Mean, Median, and Cutpoint Percentages?Posted: August 8, 2012
My class is doing some projects on NH this fall, infographic things, like incidence of melanoma in NH. And one thing you have to do with such things of course is look at the state demographic profile — we’re #1 in melanoma in the country (per capita basis), but we’re also an elderly state in terms of demographics.
Or so I thought. It turns out that when we use the cutpoint of 65+ we’re actually the 37th most elderly state (2000 data):
So where’d I get the idea we were an elderly state? Because I keep hearing that in median age we’re in the top 10 “oldest” states in the . And we are — we’re number 7:
So what’s going on here? It’s obvious once you think about it — the median age is far more affected by the fertility rate, which varies state to state, is highly impacted by culture, and skews the distribution to the right. A lot of times this will line up with your cut-point elderly — Utah is the youngest state on a median basis because they have big families in Utah, and they also have a very small percentage of people over 65.
But in New Hampshire we have the lowest fertility rate in the country and a migration inflow that consists more of mid-career professionals than young adults. So that tends to reduce the expected population skew.

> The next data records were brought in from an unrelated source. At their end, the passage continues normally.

PR #5815, opened 2022-11-19
fix(quota): Remove `sampleRate` section in transaction quota guide

lobsterkatie:
This removes the SDK Sample Rate section from the guide on transaction quota management, because `sampleRate` doesn't apply to transactions, and `tracesSampleRate` is covered by the next heading, SDK Tracing options.

### DIFF
--- a/src/docs/product/accounts/quotas/index.mdx
+++ b/src/docs/product/accounts/quotas/index.mdx
@@ -86,7 +86,7 @@ If an inbound filter is applied for a type of error, transaction, or attachment,
 
 ### 6. SDK Sample Rate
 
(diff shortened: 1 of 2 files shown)


AbhiPrasad (approved):

imatwawana:
So your edit for the Transactions quota mgmt page totally makes sense, but it affects [this page](https://docs.sentry.io/product/accounts/quotas/) as well. I'm not sure what the solution is. Maybe instead of Update SDK Sample Rate, two items called Update Error Sample Rate and Update Transaction Sample Rate?

lobsterkatie:
> So your edit for the Transactions quota mgmt page totally makes sense, but it affects [this page](https://docs.sentry.io/product/accounts/quotas/) as well. I'm not sure what the solution is. Maybe instead of Update SDK Sample Rate, two items called Update Error Sample Rate and Update Transaction Sample Rate?

Good point. I'm surprised it didn't fail the link checker.

In any case, I think I fixed it. LMK what you think. (TL;DR, I mentioned sample rate in the section on tracing config, and changed the link to point there.)

imatwawana:
> > So your edit for the Transactions quota mgmt page totally makes sense, but it affects [this page](https://docs.sentry.io/product/accounts/quotas/) as well. I'm not sure what the solution is. Maybe instead of Update SDK Sample Rate, two items called Update Error Sample Rate and Update Transaction Sample Rate?
> 
> Good point. I'm surprised it didn't fail the link checker.
> 
> In any case, I think I fixed it. LMK what you think. (TL;DR, I mentioned sample rate in the section on tracing config, and changed the link to point there.)

Works for me! I suspect the link checker doesn't catch that because it can still resolve to a page even if it can't find the heading.

Issue #5718, opened 2022-11-04
[sentry-unplugin] Update Source Maps Docs for newly supported JS Bundler


smeubank:
### Core or SDK?

Platform/SDK

### Which part? Which one?

sentry-javascript

### Description

JavaScript SDK team is working on a new feature which will support 3 new JS bundlers in the uploading of Source Maps to Sentry. ideally with same feature parity of what is supported through webpack today.

More information can be found here: https://github.com/getsentry/sentry-javascript-bundler-plugins

Today via sentry-webpack-plugin we only support webpack, and for other JS Bundlers we direct people down an advnaced usage path, by setting everything up manually with sentry-cli.

### Suggested Solution

Docs shall be updated to include guides for Vite, esbuild, and Rollup

Docs to be updated: (multiple issues can be created from this one)

imatwawana:
@Lms24 - I'm concerned about making the wizard pages significantly longer. How much more content would that entail? All of the content on the upload pages that I'm seeing on #5799? Or less? Or more?

Lms24:
@imatwawana good point. This probably depends a little on the JS framework. Ideally, I think it would be just one more step, showing how to set up bundler plugins. This however doesn't work in all frameworks (e.g. Angular, Ember?, Remix?). So for the frameworks where it doesn't work, I guess our best strategy would be to link to Sentry-CLI/Release action instructions. Which I'm realizing is far from ideal.

imatwawana:
What about only doing it for the bundler plugins and if there isn't an ideal strategy, not adding the step?

PR #5819, opened 2022-11-21
Make source maps troubleshooting page bundler-agnostic

lforst:
This PR checks and adjusts all places in the source maps troubleshooting docs that assume our webpack plugin is the only plugin, which is not the case anymore since we support multiple bundlers now: https://github.com/getsentry/sentry-javascript-bundler-plugins

Also, adjusts some random wrong backticks.

Ref https://github.com/getsentry/sentry-docs/issues/5718

### DIFF
--- a/src/platforms/javascript/common/sourcemaps/troubleshooting_js.mdx
+++ b/src/platforms/javascript/common/sourcemaps/troubleshooting_js.mdx
@@ -6,7 +6,7 @@ description: "Troubleshooting for source maps."
 sidebar_order: 8
 ---
 
-Source maps can sometimes be tricky to get going. If you’re having trouble, you can try using our verification tool inside `sentry-cli`, or go through the steps listed below yourself. Please keep in mind, that the `sentry-cli` is a work-in-progress, and we’re actively working to improve it.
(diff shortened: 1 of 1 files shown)


src/platforms/javascript/common/sourcemaps/troubleshooting_js.mdx
```diff
@@ -185,33 +185,33 @@ Alternatively, if you are using Sentry CLI to upload source maps to Sentry, you
...
   sourceMap = require("source-map");
 
-// file output by Webpack, Uglify, and so forth
+// Path to file that is generated by your build tool (webpack, tsc, ...)
 var GENERATED_FILE = path.join(".", "app.min.js.map");
 
-// line and column located in your generated file (for example, the source of your error
-// from your minified file)
+// Line and column located in your generated file (for example, the source
+// of error from your minified file)
```
Lms24, line 207: l: not sure if that's correct either...

```suggestion
// Line and column located in your generated file (for example, the source
// of the error from your minified file)
```

Lms24 (approved):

Cutpoint percentages are a really simple analytical tool, and like mean, median, and mode they can be expressed as single number summaries. For example: you can say things like 15% of the population is 65+, or that only 0.2% of undergraduates graduate with over $100,000 in debt. (By the way, you read that right, despite those student debt examples every newspaper article on the subject leads off with, the actual incidence that sort of thing is about 2 in 1,000. That’s about as representative of the graduate population as a 6 foot 6 inch tall male would be of the male population. Perhaps the reporters should also interview Kobe Bryant to find out what it’s like to be average height?).
In short cutpoint percentages are incredibly useful tools for quick and dirty analysis of a distribution, and they are used all the time in business and policy analysis. And given a cutpoint and a set of data they aren’t that much harder to compute than the median. So why aren’t we placing them next to mean, median, and mode in our student toolboxes?